Оставшись один, Игнатов вздохнул. Итак, прекрасный летний день, госпожа Панова выходит из своей спальни, потому что ей, возможно, наскучило быть одной, и спускается в гостиную. Франц Густавович, по его словам, объезжал луга баронессы Корф, его жена на кухне руководила кухаркой, Колбасин читал, а потом заснул у себя в комнате, Павел прятался в лесу, Ободовский якобы находился у озера. Серж и Натали катались в лодке. Лакей Петр был отправлен с поручением на почту, Дуняша и Никодим отлучились. Все готово для представления, мелькнуло в голове у следователя. И перед его внутренним взором вновь возникла гостиная, обставленная прекрасной французской мебелью, с большими окнами – среднее из них распахнуто настежь – и двумя дверями, которые тоже распахнуты, словно нарочно…
Убийство в открытой комнате, вот что это такое. Кто угодно – в сущности – мог войти в одну из дверей. Либо, как вариант, забраться в окно…
Вспомнив кое-что, Иван Иванович вышел в сад, чтобы осмотреть землю под окном, но ему не повезло: как раз там стояла Дуняша, которая горячо рассказывала горстке деревенских сегодняшние события, и, конечно, все следы, если они вообще имелись, уже были затоптаны. Осерчав, Игнатов вызвал седоусого полицейского, призванного следить за неприкосновенностью места преступления, и сделал ему строгий выговор. Полицейский слушал чрезвычайно внимательно, но даже по выражению его глаз ощущалось, что Игнатов для него – щенок и сопляк, хоть и лицо должностное, а само убийство – гадость неимоверная, хотя бы потому, что оторвало полицейского от поедания вкуснейшей домашней ухи.
– Мне надо допросить еще несколько свидетелей, – объявил Игнатов под конец. – Но сегодня я еще вернусь.
Досадуя на себя, что его не принимают всерьез, Иван Иванович забрался в свою двуколку и велел везти себя к Клавдии Петровне. Его очень беспокоило, что убийство случилось именно так, как описал Ергольский, и перед тем, как беседовать с писателем, он желал заручиться показаниями постороннего лица.
Поговорив с Бирюковой и поэтом, о чем читателю уже известно, следователь отправился к Матвею Ильичу.
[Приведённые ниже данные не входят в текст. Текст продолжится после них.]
PR #2742, opened 2026-08-31
fix(cumulant-discovery): re-narrow to float32 before preserve_nonzero underflow check

### LINKED ISSUE #2720: preserve_nonzero float32 underflow guard is dead for built-in floats in cumulant_discovery

Kayvan-Zahiri:
Fixes #2720

## Summary
In `alberta_framework.core.cumulant_discovery`:
`_require_float32(..., preserve_nonzero=True)` tested `stored == 0.0` to detect float32 underflow. When callers pass built-in Python `float`s (e.g. `1e-50`), `validated_float32_scalar_with_ratio` stores the un-narrowed Python `float`, causing `stored == 0.0` to evaluate to `False` even when the value underflows to exact zero in float32.

## Proposed Changes
1. Re-narrowed `float(np.float32(stored)) == 0.0` when checking `preserve_nonzero` in `_require_float32`, matching the pattern in `option_value_duration.py`.
2. Added unit tests in `tests/test_cumulant_discovery.py` verifying that built-in `float` values that underflow in float32 are correctly rejected with `ValueError`.

## Verification
- Passed `uv run pytest tests/test_cumulant_discovery.py` (52/52 passed).
- Passed `uv run ruff check alberta_framework/core/cumulant_discovery.py tests/test_cumulant_discovery.py`.
- Passed `uv run mypy alberta_framework/core/cumulant_discovery.py`.

### DIFF
--- a/alberta_framework/core/cumulant_discovery.py
+++ b/alberta_framework/core/cumulant_discovery.py
@@ -106,7 +106,7 @@ def _require_float32(
         upper_inclusive=upper_inclusive,
         positive=positive,
     )
-    if preserve_nonzero and numerator != 0 and stored == 0.0:
+    if preserve_nonzero and numerator != 0 and float(np.float32(stored)) == 0.0:
         raise ValueError(f"{name} must remain nonzero once narrowed to float32")
     return stored
 
--- a/tests/test_cumulant_discovery.py
+++ b/tests/test_cumulant_discovery.py
@@ -14,6 +14,7 @@ import pytest
 from alberta_framework.core.cumulant_discovery import (
     CumulantDiscovery,
     CumulantDiscoveryState,
+    _require_float32,
 )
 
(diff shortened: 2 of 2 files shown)


OutstandingRetard (approved):
Scoped review of #2742 (fix(cumulant-discovery): re-narrow to float32 before preserve_nonzero underflow check).
Touches 2 file(s): `alberta_framework/core/cumulant_discovery.py`, `tests/test_cumulant_discovery.py`. Lead change `alberta_framework/core/cumulant_discovery.py` (+1/-1).
No blocking concerns.

lalalune:

PR #2744, opened 2026-08-31
fix(utils/metrics): clarify compute_forward_transfer NaN condition in docstring

### LINKED ISSUE #2437: compute_forward_transfer docstring claims task 0 receives NaN, but the skip is keyed on the first_exposure row

Kayvan-Zahiri:
Fixes #2437

## Summary
In `alberta_framework.utils.metrics`:
`compute_forward_transfer`'s docstring claimed that "Task 0, and any task without a finite pre-exposure probe, receives `NaN`." However, the GEM forward-transfer implementation skips tasks based on their `first_exposure` row (`first_row == 0`), which corresponds to task 0 only under the identity ordering.

## Proposed Changes
1. Updated `compute_forward_transfer`'s docstring to accurately state that any task whose first exposure occurs at row 0 (or lacks a finite pre-exposure probe) receives `NaN`.

## Verification
- Passed `uv run pytest tests/test_continual_metrics.py` (48/48 passed).
- Passed `uv run ruff check alberta_framework/utils/metrics.py`.
- Passed `uv run mypy alberta_framework/utils/metrics.py`.

### DIFF
--- a/alberta_framework/utils/metrics.py
+++ b/alberta_framework/utils/metrics.py
@@ -447,8 +447,9 @@ def compute_forward_transfer(
     on a task probed *before* it is ever trained on, minus a task-specific
     baseline (in GEM, the untrained-network performance).
 
-    Task 0, and any task without a finite pre-exposure probe, receives ``NaN``.
-    The sign is normalized so positive values always mean beneficial transfer.
+    Any task whose first exposure is row 0, and any task without a finite
+    pre-exposure probe, receives ``NaN``. The sign is normalized so positive
+    values always mean beneficial transfer.
     """
 
     higher_is_better = _require_exact_bool("higher_is_better", higher_is_better)


OutstandingRetard (approved):
Scoped review of #2744 (fix(utils/metrics): clarify compute_forward_transfer NaN condition in docstring).
Touches 1 file(s): `alberta_framework/utils/metrics.py`. Lead change `alberta_framework/utils/metrics.py` (+3/-2).
No blocking concerns.

agent-cortex (approved):
## Verified APPROVE — docstring now matches the code; old wording was genuinely misleading

Scope matches the linked issue (#2437): a single-file, prose-only change to `compute_forward_transfer`'s docstring in `alberta_framework/utils/metrics.py`. I confirmed the diff is **documentation-only** — `git diff --numstat` reports `+3/-2` and grepping the changed hunk shows no non-docstring lines were altered, so there is no behavioral delta between base (`d7960835`) and head (`0cf4361b`).

### What the change asserts, and why it is correct
Old text: *"Task 0, and any task without a finite pre-exposure probe, receives `NaN`."*
New text: *"Any task whose first exposure is row 0, and any task without a finite pre-exposure probe, receives `NaN`."*

The implementation keys the NaN skip on the **first-exposure row**, not the task index:

```python
rows = _first_exposure_rows(first_exposure, n_checkpoints=..., n_tasks=...)
...
    if first_row == 0:
        continue                     # stays NaN (np.full(..., np.nan))
    prior = matrix[:first_row, task]
    finite_prior = prior[np.isfinite(prior)]
    if finite_prior.size == 0:
        continue                     # stays NaN
```

`first_exposure` is an arbitrary per-task vector of row indices (validated only to be within `[0, n_checkpoints)` by `_first_exposure_rows`), so "first exposure is row 0" and "task index 0" coincide only under identity ordering. The old wording was therefore inaccurate for any non-identity `first_exposure`; the new wording is exact.

### Independent reproduction (sandbox, network-denied)
I loaded `metrics.py` in isolation (it imports only NumPy) via `importlib` against a fresh `numpy 2.4.6`, and constructed a non-identity ordering:

```
4 checkpoints x 2 tasks; first_exposure = [2, 0]  (task0->row2, task1->row0)
matrix row1 gives task0 a finite pre-exposure probe (7.0), baseline=[1,1]

Case A  transfer = [ 6. nan]
  task0 (index 0, first_exposure row 2, finite prior 7.0) -> 6.0   (finite value)
  task1 (index 1, first_exposure row 0)                   -> NaN
  => NaN is keyed on FIRST-EXPOSURE ROW==0, not task index 0.

Case B  transfer = [nan  5.]   # task0 first_exp row2 but all prior rows NaN -> NaN
  => "any task without a finite pre-exposure probe receives NaN" holds.
ALL ASSERTIONS PASSED
```

Case A is the decisive one: task **index 0** receives a finite value while task **index 1** receives `NaN` because its first exposure is at row 0 — precisely what the new sentence says and what the old "Task 0" phrasing would get wrong. Case B confirms the second clause. Both assertions passed.

### Test note (transparency)
I could not execute the repo's `tests/test_continual_metrics.py` in the sandbox: the image ships Python 3.11 (the package requires >=3.12 and uses PEP 695 syntax) and JAX is unavailable offline. Since the diff changes no code, the suite behavior is unchanged by definition; the PR reports 48/48 passing and the metric kernel itself is pure NumPy, which I verified directly above.

No correctness, security, or contract concerns. The docstring is now an accurate description of the implemented NaN condition.

---
— [eliza-swarm]

lalalune:
Closing as superseded by retained #2694, which has been reviewed, repaired, pushed, and locally tested and is still awaiting required CI before merge. Re-read this complete diff: the first-exposure-row clarification is included in #2694, which also fixes the actual immediate-pre-exposure checkpoint selection. This PR is documentation-only and adds no distinct behavior.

Последуем же и мы за ним.
Матвей Ильич Ергольский любил вечера. Он любил облака в вышине, отсвечивающие розовым, солнце, клонящееся за горизонт; любил вечернюю прохладу, пение птиц в зарослях сирени у крыльца, зарождающиеся сумерки, в которых все лица кажутся прекрасными и таинственными, а голоса становятся мягче и нежнее. Как всякий сочинитель, он отдавал себе отчет в том, что любит в чем-то порождение своей фантазии, что бывают вечера и горькие, и унылые, и несчастливые, но их он отодвигал на задворки памяти, изгонял, чтобы они не мешали ему наслаждаться его мечтой. Сейчас он расположился в саду, под разлапистыми кленами, в удобном плетеном кресле, со всех сторон обложенном мягкими подушками; и это кресло Матвей Ильич не поменял бы на первый трон земли. По другую сторону круглого стола, накрытого кипенно-белой скатертью, в точно таком же плетеном кресле сидел Георгий Антонович Чаев и курил трубку. Отсюда, из-под кленов, было видно, как солнце уходит в закат над озером, чтобы окончательно затеряться где-то в зарослях за домом отсутствующей баронессы Корф. Чуть поодаль от мужчин, в кресле поменьше с шитьем в руках устроилась Антонина Григорьевна. Она почти не принимала участия в разговоре, поглощенная своим вышиванием, и Чаева невольно восхищало, как быстро и ловко снует иголка в ее длинных тонких пальцах. Это не то чтобы сбивало его с толку, но мешало сосредоточиться на том, что он считал главным – а главное состояло в том, чтобы заманить Ергольского в новый журнал, у которого были самые серьезные перспективы и намерения. Отчасти из-за этого Чаев и приехал к Матвею Ильичу, чтобы добиться его согласия, потому что хорошо знал своего друга и понимал, что простого приглашения письмом тут будет недостаточно.